Copy each line below in which the string "active" appears.

Stored data entries:

──────

PR #5443, opened 2023-03-17
caddytls: Zero out throttle window first

### LINKED ISSUE #5442: Removing on_demand rate_limit causes a configuration error
This is related to #5368 

To fix the vulnerability warning, I added the on_demand ask and rate_limit options to our JSON config. Since that is fixed, I am trying to remove them from the Caddy config by updating the config using the API endpoint. This causes an error though.

Previously, I would update the Caddy config with a `POST /load` that included the following config generated by Ruby. The relevant snippet that is causing the issue:

```ruby
        tls: {
          automation: {
            policies: @tls_policies,
            on_demand: {
              ask: Rails.application.routes.url_helpers.api_v1_caddy_ask_url,
              rate_limit: {
                interval: "2m",
                burst: 5
              }
            }
          },
```

Now we're sending over the following with `POST /load`

```ruby
        tls: {
          automation: {
            policies: @tls_policies
            }
          },
```

I've also tried setting it to an empty hash or null to clear out the on_demand param but same result with those.

```
on_demand: {} // null
```

Caddy's internal updating of the config seems to be tripping on this removal as the POST request fails and we get this error in the Caddy logs from certmagic.

```
invalid configuration: maxEvents = 0 and window != 0 would not allow any events
goroutine 116 [running]:
net/http.(*conn).serve.func1()
net/http/server.go:1854 +0xbf
panic({0x1af0120, 0x234d3f0})
runtime/panic.go:890 +0x263
github.com/caddyserver/certmagic.(*RingBufferRateLimiter).SetMaxEvents(0xc0002dc780, 0x0)
github.com/caddyserver/certmagic@v0.17.2/ratelimiter.go:154 +0x218
github.com/caddyserver/caddy/v2/modules/caddytls.(*TLS).Provision(0xc0007d91e0, {{0x236a758, 0xc0004e41e0}, 0xc0005d7bf0, 0xc0004e4140, {0x0, 0x0, 0x0}, {0xc000646e60, 0x2, ...}})
```

This seems like a bug where Caddy's retaining that rate limit option internally when it should have been removed?

mholt:
Otherwise it's a panic when setting the MaxEvents to 0 while the window is still non-zero. Should fix #5442

### DIFF
--- a/modules/caddytls/automation.go
+++ b/modules/caddytls/automation.go
@@ -19,6 +19,7 @@ import (
 	"errors"
 	"fmt"
 	"net/http"
+	"strings"
 	"time"
 
 	"github.com/caddyserver/caddy/v2"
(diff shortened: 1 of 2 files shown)


francislavoie (approved):
This looks good to me.

I added another commit to fix a regression from https://github.com/caddyserver/caddy/commit/b97c76fb4789b8da0b80f5a2c1c1c5bebba163b5 which was mentioned in the issue this PR is meant to solve.

excid3:
I compiled 671061d and that seems to fix it. 👍

mholt:
And thank you Francis for your patch as well :+1:

PR #5446, opened 2023-03-19
reverseproxy: Fix active health check header canonicalization, refactor

### LINKED ISSUE #5444: Host in health_checks should not require capitalization
Consider this `reverse_proxy` handler with `health_checks`. It's not forwarding the right host header and therefore the check is constantly failing.

```yaml
- handler: reverse_proxy
  health_checks:
    active:
      uri: /health
      interval: 5s
      expect_body: "Healthy"
      headers:
        host: [ "something.test.com" ]
        blaat: [ "blaat2" ]
  upstreams:
    - dial: "localhost:9003"
```

After debugging I found that [this piece of code is responsible](https://github.com/caddyserver/caddy/blob/a7db0cfe55b524a34a310e852af6c9520134db10/modules/caddyhttp/reverseproxy/healthchecks.go#L284). Work arround is to supply the `host` header key in [it's canonical form](https://golangbyexample.com/canonical-http-header-key/). (so `Host` instead of `host`).

The [header Get function](https://cs.opensource.google/go/go/+/refs/tags/go1.20.2:src/net/http/header.go;l=49) actually describes nicely what happens:
``` 
Get assumes that all keys are stored in canonical form. To use non-canonical keys, access the map directly.
```

It's a small issue, which direction would be appreciated if I would create a PR (there is some opinion given #4330, but I find it hard to apply here)?
1. Just access the map directly and let the behaviour as much as it is (other headers are also just forwarded as is).
2. Have a 'better' parser that immediately converts the headers into their canonical form. Then the header.Get function can just be used as is (and the `strings.ToLower(key) == "host"` could also be simplified to something without the ToLower). The downside of this is that caddy would become more opinionated on the header casing (in theory not a problem since HTTP requires you to not depend on casing). 

I would like to do this to prevent somebody else from having to spend 2 hours finding out why the health check is not working. ⌛

francislavoie:
Fix #5444

### DIFF
--- a/modules/caddyhttp/reverseproxy/healthchecks.go
+++ b/modules/caddyhttp/reverseproxy/healthchecks.go
@@ -24,7 +24,6 @@ import (
 	"regexp"
 	"runtime/debug"
 	"strconv"
-	"strings"
 	"time"
 
 	"github.com/caddyserver/caddy/v2"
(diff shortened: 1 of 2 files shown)


francislavoie:
The key here is this chunk of code:

```go
	// Canonicalize the header keys ahead of time, since
	// JSON unmarshaled headers may be incorrect
	cleaned := http.Header{}
	for key, hdrs := range a.Headers {
		for _, val := range hdrs {
			cleaned.Add(key, val)
		}
	}
	a.Headers = cleaned
```

I also moved the provisioning logic to better localize it in the healthchecks file, moving the provisioning closer to the struct.

mholt (approved):
I think this refactor is a good cleanup. Thank you for the patch!

PR #6340, opened 2024-05-25
core: MkdirAll appDataDir in InstanceID with 0o700

akovalenko:
appDataDir components should be searchable (u+x) when they are created, or else Caddy is unable to start with an empty HOME.

### DIFF
--- a/caddy.go
+++ b/caddy.go
@@ -869,7 +869,7 @@ func InstanceID() (uuid.UUID, error) {
 		if err != nil {
 			return uuid, err
 		}
-		err = os.MkdirAll(appDataDir, 0o600)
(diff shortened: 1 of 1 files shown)


akovalenko:
Fixes #6341

mholt:
Thank you for the contribution! I'm still having trouble reproducing the original issue but as soon as we figure that out I'll merge this. (I actually feel this is right but I want to understand why I don't have the problem.)

mholt (approved):
While I'm still not able to reproduce this nor do I really understand who this affects, it's clearer to me now that this is more correct. Thanks for the patch.

manselmi:
@akovalenko Thank you for this PR!  I was also affected by this and thought I was loosing it…

PR #6356, opened 2024-05-31
cmd: fix auto-detetction of .caddyfile extension

### LINKED ISSUE #6355: using the file ext caddyfile for a config file does not work
```
./caddy run  -c test.caddyfile
2024/05/31 14:25:55.237 INFO    using config from file  {"file": "test.caddyfile"}
Error: config is not valid JSON: invalid character ':' looking for beginning of value; did you mean to use a config adapter (the --adapter flag)?
```

test.caddyfile
```
:2015
respond "Hello, world!"
```

mohammed90:
Fix #6355


francislavoie:
I think this existed to deal with https://github.com/caddyserver/caddy/pull/5919#discussion_r1425560197 i.e. `Caddyfile.yaml` if `yaml` is loaded as an adapter, should use that instead of the Caddyfile adapter.

mohammed90:
> I think this existed to deal with [#5919 (comment)](https://github.com/caddyserver/caddy/pull/5919#discussion_r1425560197) i.e. `Caddyfile.yaml` if `yaml` is loaded as an adapter, should use that instead of the Caddyfile adapter.

They would have specified the `--adapter` flag. I've moved the conditions around and added a comment.

mholt:
Are you sure though? The point of this is to presume when the Caddyfile is being used: `Caddyfile.yaml` is clearly ambiguous (and incorrect, since a yaml file isn't Caddyfile, and a Caddyfile isn't yaml) -- what happens if they _don't_ use the `--adapter` flag? Do we presume Caddyfile or YAML?

mohammed90:
> what happens if they _don't_ use the `--adapter` flag? Do we presume Caddyfile or YAML?

I can add a condition for such pesky scenarios 🙂 

```
if adapterName == "" && startsOrEndsInCaddyfile {
    return nil, "", fmt.Error("ambiguous... blablabbla")
}
```

mholt:
Ok, yeah, that sounds better. Maybe an error is better than ignoring it like we were doing. (But yeah, it's still important that we don't proceed, either way.)

mholt (approved):
Thanks Mohammed!

graphixillusion:
With this new modification, in version 2.8.2 my Caddyfile isn't recognized anymore. I need to force it using -c Caddyfile --adapter caddyfile. If not i get ambigous config message error. Same Caddyfile works without problems in 2.8.1

mohammed90:
> With this new modification, in version 2.8.2 my Caddyfile isn't recognized anymore. I need to force it using -c Caddyfile --adapter caddyfile. If not i get ambigous config message error. Same Caddyfile works without problems in 2.8.1

My bad. Let me work on the fix. I'm sorry.

mohammed90:
> You may need to modify the documents of your official website

That's not necessary. It's a regression. Please see the linked PR.

avluis:
Aha! I knew it; appreciate the very quick fix!

PR #6360, opened 2024-06-01
caddyhttp: properly sanitize requests for root path

### LINKED ISSUE #6352: the change to SanitizedPathJoin in v2.8.x can cause routing to break in certain configurations
in previous versions, this would work to route an SPA. i got this through google result showing matt's post here:

https://caddy.community/t/how-to-serve-a-single-page-app-spa-with-caddy-2/12770

```
:3838 {
        root * dir
	try_files {path} /
	file_server
}
```

however, in v2.8.0, this breaks. and must be replaced with

```
:3838 {
        root * dir
	try_files {path} /index.html
	file_server
}
```

after a git bisect, i find the commit where the behavior changed to be 
```
6d97d8d87beb788d19a4084d07ec9157e5705b13 is the first bad commit
commit 6d97d8d87beb788d19a4084d07ec9157e5705b13
Author: Matt Holt <mholt@users.noreply.github.com>
Date:   Tue Apr 23 20:05:57 2024 -0400

    caddyhttp: Address some Go 1.20 features (#6252)

    Co-authored-by: Francis Lavoie <lavofr@gmail.com>

 cmd/x509rootsfallback.go                     | 33 ++++++++++++++++++++++++++++
 go.mod                                       |  1 +
 go.sum                                       |  2 ++
 modules/caddyhttp/caddyhttp.go               | 13 +++++++++--
 modules/caddyhttp/caddyhttp_test.go          | 26 ++++++++++++++++------
 modules/caddyhttp/requestbody/caddyfile.go   | 26 +++++++++++++++++++++-
 modules/caddyhttp/requestbody/requestbody.go | 30 +++++++++++++++++++++++++
 modules/caddyhttp/responsewriter_test.go     | 10 ++++-----
 8 files changed, 125 insertions(+), 16 deletions(-)
 create mode 100644 cmd/x509rootsfallback.go
```
doing some more digging, but i thought i would raise this asap since perhaps other people were surprised by this change.

willnorris:
SanitizePathJoin protects against directory traversal attacks by checking for requests whose URL path look like they are trying to request something other than a local file, and returns the root directory in those cases.

The method is also careful to ensure that requests which contain a trailing slash include a trailing slash in the returned value.  However, for requests that contain only a slash (requests for the root path), the IsLocal check returns early before the matching trailing slash is re-added.

This change updates SanitizePathJoin to only perform the filepath.IsLocal check if the cleaned request URL path is non-empty.

---

This change also updates the existing SanitizePathJoin tests to use filepath.FromSlash rather than filepath.Join. This makes the expected value a little easier to read, but also has the advantage of not being processed by filepath.Clean like filepath.Join is. This means that the exact expect value will be compared, not the result of first cleaning it.

Fixes #6352


willnorris:
okay, after a little bit of test cleanup, I think this is ready to go now.

mholt (approved):
Thanks, I scanned this a few times and wondered how you handled the Windows cases but I see you didn't change those :+1:

This is quite an elegant and simple fix. I appreciate that! Thanks for the patch :)

PR #6365, opened 2024-06-03
chore: retract v2.8.3 in go.mod

mohammed90:
The tag was made in error at the wrong commit. 

Go modules reference for `retract`: https://go.dev/ref/mod#go-mod-file-retract

Are there others to retract?

### DIFF
--- a/go.mod
+++ b/go.mod
@@ -4,6 +4,8 @@ go 1.21.0
 
 toolchain go1.22.2
 
+retract v2.8.3
+
 require (
 	github.com/BurntSushi/toml v1.3.2
 	github.com/Masterminds/sprig/v3 v3.2.3


francislavoie:
I'm not sure we need to care about it. We can leave it as-is. `.3` is the same as `.2`, it's harmless.

mholt:
Thanks for considering this!

I think I agree with Francis, though, the docs for retract say:

> A retract directive is useful when a version was published prematurely or a severe problem was discovered after the version was published.

I don't think either really apply here. Wasn't premature (just wrong commit), and not a severe problem (just repeated a tag unnecessarily).

I think I'll close this, but we can reopen if it turns out this has material advantages :) Thanks as always, Mohammed!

──────

RESPONSE FOR THIS EXERCISE:
reverseproxy: Fix active health check header canonicalization, refactor
    active:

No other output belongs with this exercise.